Eur. Phys. J. D 51, 233-240 (2009)
https://doi.org/10.1140/epjd/e2008-00286-8

Planar and nonplanar ion-acoustic envelope solitary waves in a very dense electron-positron-ion plasma

¹ Institut für Theoretische Physik IV, Fakultät für Physik und Astronomie, Ruhr-Universität Bochum, 44780 Bochum, Germany
² Theoretical Physics Group, Department of Physics, Faculty of Science, Mansoura University, Damietta Branch, 34517 New Damietta, Egypt
³ Department of Physics, Faculty of Science-Port Said, Suez Canal University, Port Said, Egypt
⁴ The Nonlinear Physics Centre & Center for Plasma Science and Astrophysics, Ruhr-Universität Bochum, 44780 Bochum, Germany
⁵ Department of Physics, Umeå University, 90187 Umeå, Sweden
⁶ Max-Planck-Institut für extraterrestrische Physik, 85741 Garching, Germany
⁷ GoLP/Institute of Plasmas and Nuclear Fusion, Instituto Superior Técnico, 1049-001 Lisbon, Portugal
⁸ CCLRC Centre for Fundamental Physics, Rutherford Appleton Laboratory, Chilton, Didcot, Oxon 0X11 0, QX, UK
⁹ SUPA Department of Physics, University of Strathclyde, Glasgow G 40, NG, UK
¹⁰ School of Physics, Faculty of Science & Agriculture, University of Kwazulu-Natal, Durban, 4000, South Africa
¹¹ Department of Physics, CITT, Islamabad, Pakistan

Corresponding authors: ^a sabryphys@yahoo.com sabry@tp4.rub.de

Received: 19 September 2008
Revised: 26 November 2008
Published online: 9 January 2009

Abstract

Ion-acoustic envelope solitary waves in a very dense plasma comprised of the electrons, positrons and ions are investigated.

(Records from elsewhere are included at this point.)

PR #4993, opened 2024-02-14
Add tudor crown PNG file

whpearson:
This is just to be used in the email template. The crown you see in the website header is an SVG, in
the page HTML.

It is going out in admin so that it can be referenced in utils.


leohemsted (approved):
checked, it's available locally - lets double check it's in s3 bucket correctly after we deploy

For this purpose, the quantum hydrodynamic model and the Poisson equation are used. A modified nonlinear Schrödinger equation is derived by employing the reductive perturbation method. The effects of the quantum correction and of the positron density on the propagation and stability of the envelope solitary waves are examined. The nonplanar (cylindrical/spherical) geometry gives rise to an instability period. The latter cannot exist for planar case and it affected by the quantum parameters, as well as the positron density. The present investigation is relevant to white dwarfs.